Debes
alejarte de mí, es suficiente con todo lo que le he causado al mundo, solo
márchate y déjame atrás, debo pagar mi condena, enfrentarme a lo que la
humanidad dice que merezco - Dijo mientras se daba media vuelta y empezaba a
caminar hacia las llamas que consumían el lugar -
¿Y
por qué debo abandonarte, acaso en algún momento intentaste hacerme algún mal?

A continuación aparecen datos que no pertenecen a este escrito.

PR #221, opened 2016-06-09
Allow swiping on mobile devices - fixes #198

### LINKED ISSUE #198: Support swiping for mobile devices

wilzbach:
Simple, light-weight swipe support. If this ever turns out, not to work that well, we can switch to full-blown solutions like:

- http://hammerjs.github.io/
- https://docs.angularjs.org/api/ngTouch

### DIFF
--- a/public/static/js/tour-controller.js
+++ b/public/static/js/tour-controller.js
@@ -106,22 +106,12 @@ dlangTourApp.controller('DlangTourAppCtrl', [ '$scope', '$http', 'hotkeys', func
 	hotkeys.add({
 		combo: 'left',
 		description: 'Go to previous section',
-		callback: function() {
-			$http.get('/previous-section/' + $scope.chapterId + '/' + $scope.section)
-				.success(function(data) {
-					window.location.href = data.location;
-				});
-		}
+		callback: prevPage
 	});
 	hotkeys.add({
 		combo: 'right',
 		description: 'Go to next section',
-		callback: function() {
-			$http.get('/next-section/' + $scope.chapterId + '/' + $scope.section)
-				.success(function(data) {
-					window.location.href = data.location;
-				});
-		}
+		callback: nextPage
 	});
 	hotkeys.add({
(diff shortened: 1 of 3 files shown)


public/static/js/tour-controller.js
```diff
@@ -138,4 +128,28 @@ dlangTourApp.controller('DlangTourAppCtrl', [ '$scope', '$http', 'hotkeys', func
...
+
+	function prevPage()
+    {
+	    $http.get('/previous-section/' + $scope.chapterId + '/' + $scope.section)
+		.success(function(data) {
+			window.location.href = data.location;
+		});
+	};
+
+	function nextPage()
```
stonemaster: Indent

public/static/js/tour-controller.js
```diff
@@ -138,4 +128,28 @@ dlangTourApp.controller('DlangTourAppCtrl', [ '$scope', '$http', 'hotkeys', func
 			e.preventDefault();
 		}
 	});
+
+	function prevPage()
```
stonemaster: Indent

wilzbach:
> Indent

The problem was that I used partially spaces, where the entire file uses tabs.
I changed this PR to also only use tabs, but for the future we should convert the entire file to spaces only and forbid tabs ;-)

stonemaster:
> The problem was that I used partially spaces, where the entire file uses tabs.
I changed this PR to also only use tabs, but for the future we should convert the entire file to spaces only and forbid tabs ;-)

That's a philosophical question like whether driving on the left or right lane is better :-) It should just be consistent in my eyes but changing it now would be mean that it's difficult to track changes as the tabs-to-spaces commit would always be shown per line. Anyway it's just a matter of taste at the end. We could add VIM modelines to the sources to make things easier for developers.

..and thanks for the PR :-)

wilzbach:
Well the D Style recommends spaces, but apart from that we can add the .editorconfig file, so that it's automatically configured :)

- Le preguntó al tiempo que tomaba una de sus manos evitando así que este se
marchara -
Nunca
intenté hacerte daño, fue todo lo contrario, siempre quise cuidarte de todo
aquello que te rodeaba y pudo haberte herido, pero estuve ahí, entre tú y esa
maldad, recibiendo todo el daño que quisieron hacerte, es por eso que este es
mi aspecto - Era difícil ignorar aquellas marcas que sobresalían en su cuerpo,
su piel ahora oscura y su rostro cortado lo hacían ver tenebroso, mientras que
de sus manos se deslizaba una que otra gota de su sangre roja que se evaporaba
antes de caer al suelo -
Es
por eso que te pido que te quedes, no importa lo que los demás piensen de ti,
para mí siempre serás mi guardián - apretó su mano y con la poca fuerza que
tenía lo haló intentando hacer que se acercara - pero ante todo siempre serás
mi amigo.
Al
sentir como le apretaban la mano se detuvo y giró el rostro para ver la pequeña
figura que intentaba evitar que se marchara - ¿Aun cuando sabes que siempre
existirá la posibilidad de que no pueda controlar la maldad que hay en mí y
pueda llegar a ponerte en peligro? aun sabiendo eso... ¿Quieres que me
quede?
Claro
que quiero que te quedes - Sonrió apoyando la mano de la criatura en su mejilla
frotándola suavemente - Sabes - se quedó pensando unos segundos con la mirada
fija a la luna que se veía a través del cristal de la ventana - He vivido lo
suficiente como para darme cuenta que todos llevamos maldad en nuestro interior...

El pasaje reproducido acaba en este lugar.